* **EXERCISE PROMPT**
State how many lines of the records include the word "done"; the reply is that number alone.

* **SOURCE DATA**
PR #373, opened 2025-06-07
chore: Added nightly workflow

vikingnope:
## Pull Request Description

I thought adding a nightly workflow would benefit this repo so that recent changes made to develop can be tested before being pushed to master/main to be released. This clears up any artifacts after 7 days to create more storage for other workflows.

## Issue Being Fixed

No real issue, just a quality of life improvement.

## Testing

I couldn't test this locally yet using act and docker because some of the builds keep failing, even on the normal `build.yml`, so probably some issue from my end., but I think this new workflow should be fine since it is mostly based on the `build.yml`.

## Checklist


PartyDonut (changes requested):
Like the idea, was thinking about this as well. 
Few things though

1. I think it would be better to build it nightly (at midnight) on develop instead of on every push and closed PR. While not really a problem at the moment I can imagine the action/build points will run out quite fast this way.
2. Creating a separate file would also require us to keep the two files in sync in case anything changes. Might be better to include the nightly build inside of the existing build.yml? 
3.  When this is pushed it might cause the update checker to show a new update is available, despite it being just a nightly release. That's something that needs fixing first probably.

schembriaiden:
These are the changes I have done after your review:

1. I unified the nightly and build workflows since there was a bunch of duplicate code (Should have done that before lol)
2. The nightly workflow runs at midnight everyday but only if there have been any changes to the develop branch in the last 24 hours.
3. Addressed the issue regarding the update checker potentially showing the nightly releases as potential updates

lib/util/update_checker.dart
PartyDonut, line 1: Let's revert this file for now, there are a few issues that would probably need some more testing after a few nightly builds.  Thanks for giving it a shot though 😃

.github/workflows/build.yml
```diff
@@ -6,27 +6,104 @@ on:
       - "v*"
     branches:
       - master
+      - develop
```
PartyDonut: We don't need this for nightly builds right?

.github/workflows/build.yml
```diff
@@ -6,27 +6,104 @@ on:
...
   pull_request:
     paths:
       - pubspec.yaml
       - .github/workflows/build.yml
       - .fvmrc
+    branches:
+      - develop
```
PartyDonut: This one can also be removed

.github/workflows/build.yml
```diff
@@ -6,27 +6,104 @@ on:
...
     types:
       - opened
       - reopened
+      - closed
```
PartyDonut: We don't need to run the build on closed

.github/workflows/build.yml
```diff
@@ -6,27 +6,104 @@ on:
...
+
+      - name: Check if should run and determine build type
+        id: check
+        run: |
+          # Determine build type based on trigger and input
+          if [[ "${{ github.event_name }}" == "workflow_dispatch" && "${{ github.event.inputs.build_type }}" != "auto" ]]; then
+            BUILD_TYPE="${{ github.event.inputs.build_type }}"
+          elif [[ "${{ startsWith(github.ref, 'refs/tags/v') }}" == "true" ]]; then
+            BUILD_TYPE="release"
+          elif [[ "${{ github.event_name }}" == "push" && "${{ github.ref }}" == "refs/heads/develop" ]]; then
```
PartyDonut: Let's remove the push on develop or on merged PR's for simplicity sake better to only actuall build nightly.

This if statement is already pretty big as is, reducing its complexity makes it more maintainable. If absolutely needed we could always manually run a nigthly.

.github/workflows/build.yml
```diff
@@ -37,7 +114,17 @@ jobs:
           FLUTTER_VERSION=$(jq -r '.flutter' .fvmrc)
           echo "flutter_version=${FLUTTER_VERSION}" >> "$GITHUB_OUTPUT"
 
-          # Print flutter version for logging
+          # Create nightly version with date and time if needed
+          if [[ "${{ needs.check-trigger.outputs.build_type }}" == "nightly" ]]; then
```
PartyDonut, line 109: Best to also use the version code as is, at best we can append the release files inside of the nightly-release with -nightly for clarity sake.

We also don't need the release date here, the only place we actually use it is in the nigtly title, but we could just as well use VERSION_NAME-nightly. Github already adds a date to any release.

.github/workflows/build.yml
```diff
@@ -144,19 +236,21 @@ jobs:
           path: windows/windows_setup.iss
           options: /O+
         env:
-          FLADDER_VERSION: ${{needs.fetch-info.outputs.version_name}}
+          FLADDER_VERSION: ${{ needs.fetch-info.outputs.build_type == 'nightly' && needs.fetch-info.outputs.nightly_version || needs.fetch-info.outputs.version_name }}
```
PartyDonut: Always using version_name would also simplify this logic.

.github/workflows/build.yml
```diff
@@ -279,10 +375,12 @@ jobs:
         with:
           name: fladder-linux
           path: build/linux/x64/release/bundle
+          retention-days: ${{ needs.fetch-info.outputs.build_type == 'nightly' && 7 || 90 }}
 
       - name: Build AppImage
         run: |
-          sed -i -E 's/(version:\s*)latest/\1${{needs.fetch-info.outputs.version_name}}/' AppImageBuilder.yml
+          VERSION_TO_USE="${{ needs.fetch-info.outputs.build_type == 'nightly' && needs.fetch-info.outputs.nightly_version || needs.fetch-info.outputs.version_name }}"
```
PartyDonut: Same here just version_name

.github/workflows/build.yml
```diff
@@ -490,12 +591,206 @@ jobs:
             Fladder-Linux-${{needs.fetch-info.outputs.version_name}}.AppImage
             Fladder-Linux-${{needs.fetch-info.outputs.version_name}}.AppImage.zsync
 
+  create_nightly_release:
```
PartyDonut: Instead of a separate nightly release we could just use the original release step. I would suggest merging them and setting the prerelease toggle according to the build_type

.github/workflows/build.yml
```diff
@@ -144,19 +236,21 @@ jobs:
...
         env:
-          FLADDER_VERSION: ${{needs.fetch-info.outputs.version_name}}
+          FLADDER_VERSION: ${{ needs.fetch-info.outputs.build_type == 'nightly' && needs.fetch-info.outputs.nightly_version || needs.fetch-info.outputs.version_name }}
 
       - name: Archive Windows portable artifact
         uses: actions/upload-artifact@v4.0.0
         with:
           name: fladder-windows-portable
           path: build\windows\x64\runner\Release\
+          retention-days: ${{ needs.fetch-info.outputs.build_type == 'nightly' && 7 || 90 }}
```
PartyDonut: The current max retention is 12 these toggles can probably be removed.

.github/workflows/build.yml
```diff
@@ -490,12 +591,206 @@ jobs:
...
+            Fladder-iOS-${{needs.fetch-info.outputs.nightly_version}}.ipa
+            Fladder-macOS-${{needs.fetch-info.outputs.nightly_version}}.dmg
+            Fladder-Web-${{needs.fetch-info.outputs.nightly_version}}.zip
+            Fladder-Linux-${{needs.fetch-info.outputs.nightly_version}}.zip
+            Fladder-Linux-${{needs.fetch-info.outputs.nightly_version}}.AppImage
+            Fladder-Linux-${{needs.fetch-info.outputs.nightly_version}}.AppImage.zsync
+        env:
+          GITHUB_TOKEN: ${{ secrets.GITHUB_TOKEN }}
+
+      - name: Clean up old workflow artifacts
```
PartyDonut: Artifacts are only retained for 12 days, so probably don't need this.

PartyDonut (changes requested):
Thanks for merging the build.yml left some comments, mostly for simplifying it a bit so it becomes easier to maintain.

.github/workflows/build.yml
```diff
@@ -379,8 +460,87 @@ jobs:
...
+      - name: Checkout repository
+        if: needs.fetch-info.outputs.build_type == 'nightly'
+        uses: actions/checkout@v4.1.1
+        with:
+          fetch-depth: 0
+
+      - name: Set version variables
+        id: version
+        run: |
+          if [[ "${{ needs.fetch-info.outputs.build_type }}" == "nightly" ]]; then
```
PartyDonut, line 477: This should probably also account for this pattern

echo "BUILD_MODE=profile" >> $GITHUB_ENV
echo "ARTIFACT_SUFFIX=production" >> $GITHUB_ENV
echo "AAB_PATH=productionProfile" >> $GITHUB_ENV
 
We could also export the artifact_suffix variable. Considering create-release is already dependend on build-android, that way we avoid any confusion.

lib/util/update_checker.dart
```diff
@@ -147,4 +147,4 @@ class UpdateChecker {
     }
     return 0;
   }
-}
+}
```
PartyDonut: Missing newline, small nitpick, but very easy fix 😃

* **RESULT**
2